PR #3737, opened 2025-07-31
[backend] Code Refactoring

RomuDeuxfois:
### Proposed changes

* Code refactoring of this element to follow java/spring and our best practices:
* * regex group
* * output parser
* * contract output element
* * Payload: Update, Upsert, create

### How to test it

Payloads - Injects - Simulations
* Create/update payload with and without output parser, with and without remediation
* Upsert payload thanks to atomic red team collector
* Execution (inject with payload: command line, executable, drop file..)
* Import/export
* Duplication


openbas-api/src/main/java/io/openbas/rest/payload/PayloadUtils.java
```diff
@@ -121,6 +122,17 @@ public static void validateArchitecture(String payloadType, Payload.PAYLOAD_EXEC
     }
   }
 
+  public static Payload instantiatePayload(PayloadType type) {
+    return switch (type) {
```
impolitepanda: We could remove the switch here by encapsulating the payload directly in the enum (creating a payload var in the enum, with a getNewPayloadInstance, for example)

openbas-api/src/main/java/io/openbas/rest/payload/PayloadUtils.java
```diff
@@ -146,39 +158,51 @@ public <T extends Payload> void duplicateCommonProperties(
...
     }
   }
 
-  public Payload copyProperties(Object payloadInput, Payload target, boolean copyId) {
+  public Payload copyProperties(PayloadCreateInput payloadInput, Payload target) {
+    if (payloadInput == null) {
+      throw new IllegalArgumentException("Input payload cannot be null");
+    }
+    BeanUtils.copyProperties(
+        payloadInput, target, "outputParsers", "tags", "attackPatterns", "detectionRemediations");
```
impolitepanda, line 162: I don't have an alternative to propose, but this is dangerous. If in the future someone rename one of the ignored fields, it will not be ignored anymore.

openbas-api/src/main/java/io/openbas/rest/payload/output_parser/OutputParserUtils.java
```diff
@@ -0,0 +1,27 @@
...
+    return copy;
+  }
+
+  /**
+   * Copies properties from the given {@link OutputParserInput} into the target {@link
+   * OutputParser}.
+   */
+  public static OutputParser copyFromInput(
+      @NotNull final OutputParserInput input, @NotNull final OutputParser target) {
+    BeanUtils.copyProperties(input, target, "id", "contractOutputElements");
```
savacano28, line 24: Maybe we should check if we really need to add these ignored properties?

openbas-api/src/main/java/io/openbas/rest/payload/PayloadUtils.java
impolitepanda: Same for lots of places in the whole codebase, so could be discussed somewhere else.

openbas-api/src/main/java/io/openbas/rest/payload/PayloadUtils.java
```diff
@@ -146,39 +158,51 @@ public <T extends Payload> void duplicateCommonProperties(
...
-      detectionRemediationUtils.copy(
-          ((PayloadUpsertInput) payloadInput).getDetectionRemediations(), target, copyId);
-    } else {
-      throw new IllegalArgumentException("Unsupported payload input type");
+    outputParserService.copyOutputParsersFromInput((payloadInput).getOutputParsers(), target);
+    detectionRemediationUtils.copy((payloadInput).getDetectionRemediations(), target, true);
+    return target;
+  }
+
+  public Payload copyProperties(
```
impolitepanda, line 182: Could we try and merge all 3 copyProperties methods into 1 using generics ? like public < U extends PayloadInput > Payload copyProperties(U payloadInput,
      Payload target,
      boolean copyId) ?

openbas-api/src/main/java/io/openbas/rest/payload/output_parser/OutputParserUtils.java
RomuDeuxfois: We should avoid copying these properties due to Hibernate sensitivity:
* ID and relationships can cause detach errors.

openbas-api/src/main/java/io/openbas/rest/payload/PayloadUtils.java
RomuDeuxfois: Yes I am not a big fan either.
But I am not able to propose something else for now..

openbas-api/src/main/java/io/openbas/rest/payload/PayloadUtils.java
RomuDeuxfois: Something like that ?

public enum PayloadType {
    COMMAND {
        @Override
        public Payload getNewPayloadInstance() {
            return new Command();
        }
    },
    EXECUTABLE {
        @Override
        public Payload getNewPayloadInstance() {
            return new Executable();
        }
    },
    FILE_DROP {
        @Override
        public Payload getNewPayloadInstance() {
            return new FileDrop();
        }
    },
    DNS_RESOLUTION {
        @Override
        public Payload getNewPayloadInstance() {
            return new DnsResolution();
        }
    },
    NETWORK_TRAFFIC {
        @Override
        public Payload getNewPayloadInstance() {
            return new NetworkTraffic();
        }
    };

    public abstract Payload getNewPayloadInstance();
}

openbas-api/src/main/java/io/openbas/rest/payload/PayloadUtils.java
RomuDeuxfois: PayloadCreateInput, PayloadUpdateInput and PayloadUpsertInput are not linked at all..

savacano28:
Tested OK

openbas-api/src/main/java/io/openbas/rest/payload/PayloadUtils.java
impolitepanda: More like this, but same idea:
public enum PayloadType {
  COMMAND(Command::new),
  EXECUTABLE(Executable::new),
  FILE_DROP(FileDrop::new),
  DNS_RESOLUTION(DnsResolution::new),
  NETWORK_TRAFFIC(NetworkTraffic::new);

  private final Supplier<Payload> payloadSupplier;

  PayloadType(Supplier<Payload> payloadSupplier) {
    this.payloadSupplier = payloadSupplier;
  }

  public Payload getNewInstance() {
    return this.payloadSupplier.get();
  }
}

openbas-api/src/main/java/io/openbas/rest/payload/PayloadUtils.java
impolitepanda: Right, I assumed we could refactor them to have a superclass like PayloadInput as all three classes have a lot of fields in common. But I didn't check that the @ NotBlank where the same, sorry.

....

The material must be repeated in full, with every line exact.

PR #3737, opened 2025-07-31
[backend] Code Refactoring

RomuDeuxfois:
### Proposed changes

* Code refactoring of this element to follow java/spring and our best practices:
* * regex group
* * output parser
* * contract output element
* * Payload: Update, Upsert, create

### How to test it

Payloads - Injects - Simulations
* Create/update payload with and without output parser, with and without remediation
* Upsert payload thanks to atomic red team collector
* Execution (inject with payload: command line, executable, drop file..)
* Import/export
* Duplication


openbas-api/src/main/java/io/openbas/rest/payload/PayloadUtils.java
```diff
@@ -121,6 +122,17 @@ public static void validateArchitecture(String payloadType, Payload.PAYLOAD_EXEC
     }
   }
 
+  public static Payload instantiatePayload(PayloadType type) {
+    return switch (type) {
```
impolitepanda: We could remove the switch here by encapsulating the payload directly in the enum (creating a payload var in the enum, with a getNewPayloadInstance, for example)

openbas-api/src/main/java/io/openbas/rest/payload/PayloadUtils.java
```diff
@@ -146,39 +158,51 @@ public <T extends Payload> void duplicateCommonProperties(
...
     }
   }
 
-  public Payload copyProperties(Object payloadInput, Payload target, boolean copyId) {
+  public Payload copyProperties(PayloadCreateInput payloadInput, Payload target) {
+    if (payloadInput == null) {
+      throw new IllegalArgumentException("Input payload cannot be null");
+    }
+    BeanUtils.copyProperties(
+        payloadInput, target, "outputParsers", "tags", "attackPatterns", "detectionRemediations");
```
impolitepanda, line 162: I don't have an alternative to propose, but this is dangerous. If in the future someone rename one of the ignored fields, it will not be ignored anymore.

openbas-api/src/main/java/io/openbas/rest/payload/output_parser/OutputParserUtils.java
```diff
@@ -0,0 +1,27 @@
...
+    return copy;
+  }
+
+  /**
+   * Copies properties from the given {@link OutputParserInput} into the target {@link
+   * OutputParser}.
+   */
+  public static OutputParser copyFromInput(
+      @NotNull final OutputParserInput input, @NotNull final OutputParser target) {
+    BeanUtils.copyProperties(input, target, "id", "contractOutputElements");
```
savacano28, line 24: Maybe we should check if we really need to add these ignored properties?

openbas-api/src/main/java/io/openbas/rest/payload/PayloadUtils.java
impolitepanda: Same for lots of places in the whole codebase, so could be discussed somewhere else.

openbas-api/src/main/java/io/openbas/rest/payload/PayloadUtils.java
```diff
@@ -146,39 +158,51 @@ public <T extends Payload> void duplicateCommonProperties(
...
-      detectionRemediationUtils.copy(
-          ((PayloadUpsertInput) payloadInput).getDetectionRemediations(), target, copyId);
-    } else {
-      throw new IllegalArgumentException("Unsupported payload input type");
+    outputParserService.copyOutputParsersFromInput((payloadInput).getOutputParsers(), target);
+    detectionRemediationUtils.copy((payloadInput).getDetectionRemediations(), target, true);
+    return target;
+  }
+
+  public Payload copyProperties(
```
impolitepanda, line 182: Could we try and merge all 3 copyProperties methods into 1 using generics ? like public < U extends PayloadInput > Payload copyProperties(U payloadInput,
      Payload target,
      boolean copyId) ?

openbas-api/src/main/java/io/openbas/rest/payload/output_parser/OutputParserUtils.java
RomuDeuxfois: We should avoid copying these properties due to Hibernate sensitivity:
* ID and relationships can cause detach errors.

openbas-api/src/main/java/io/openbas/rest/payload/PayloadUtils.java
RomuDeuxfois: Yes I am not a big fan either.
But I am not able to propose something else for now..

openbas-api/src/main/java/io/openbas/rest/payload/PayloadUtils.java
RomuDeuxfois: Something like that ?

public enum PayloadType {
    COMMAND {
        @Override
        public Payload getNewPayloadInstance() {
            return new Command();
        }
    },
    EXECUTABLE {
        @Override
        public Payload getNewPayloadInstance() {
            return new Executable();
        }
    },
    FILE_DROP {
        @Override
        public Payload getNewPayloadInstance() {
            return new FileDrop();
        }
    },
    DNS_RESOLUTION {
        @Override
        public Payload getNewPayloadInstance() {
            return new DnsResolution();
        }
    },
    NETWORK_TRAFFIC {
        @Override
        public Payload getNewPayloadInstance() {
            return new NetworkTraffic();
        }
    };

    public abstract Payload getNewPayloadInstance();
}

openbas-api/src/main/java/io/openbas/rest/payload/PayloadUtils.java
RomuDeuxfois: PayloadCreateInput, PayloadUpdateInput and PayloadUpsertInput are not linked at all..

savacano28:
Tested OK

openbas-api/src/main/java/io/openbas/rest/payload/PayloadUtils.java
impolitepanda: More like this, but same idea:
public enum PayloadType {
  COMMAND(Command::new),
  EXECUTABLE(Executable::new),
  FILE_DROP(FileDrop::new),
  DNS_RESOLUTION(DnsResolution::new),
  NETWORK_TRAFFIC(NetworkTraffic::new);

  private final Supplier<Payload> payloadSupplier;

  PayloadType(Supplier<Payload> payloadSupplier) {
    this.payloadSupplier = payloadSupplier;
  }

  public Payload getNewInstance() {
    return this.payloadSupplier.get();
  }
}

openbas-api/src/main/java/io/openbas/rest/payload/PayloadUtils.java
impolitepanda: Right, I assumed we could refactor them to have a superclass like PayloadInput as all three classes have a lot of fields in common. But I didn't check that the @ NotBlank where the same, sorry.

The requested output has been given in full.